PR #194, opened 2018-01-17
Optimize search results for tablets

### LINKED ISSUE #175: Optimize hotel search results for tablets
See: https://zpl.io/bWQMGvp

**Problem**
Set down the lines from the one with "Optimize search results for tablets" through the end of the data above. Keep each exactly as written and add no other line.

**Exercise response**
Optimize search results for tablets

### LINKED ISSUE #175: Optimize hotel search results for tablets
See: https://zpl.io/bWQMGvp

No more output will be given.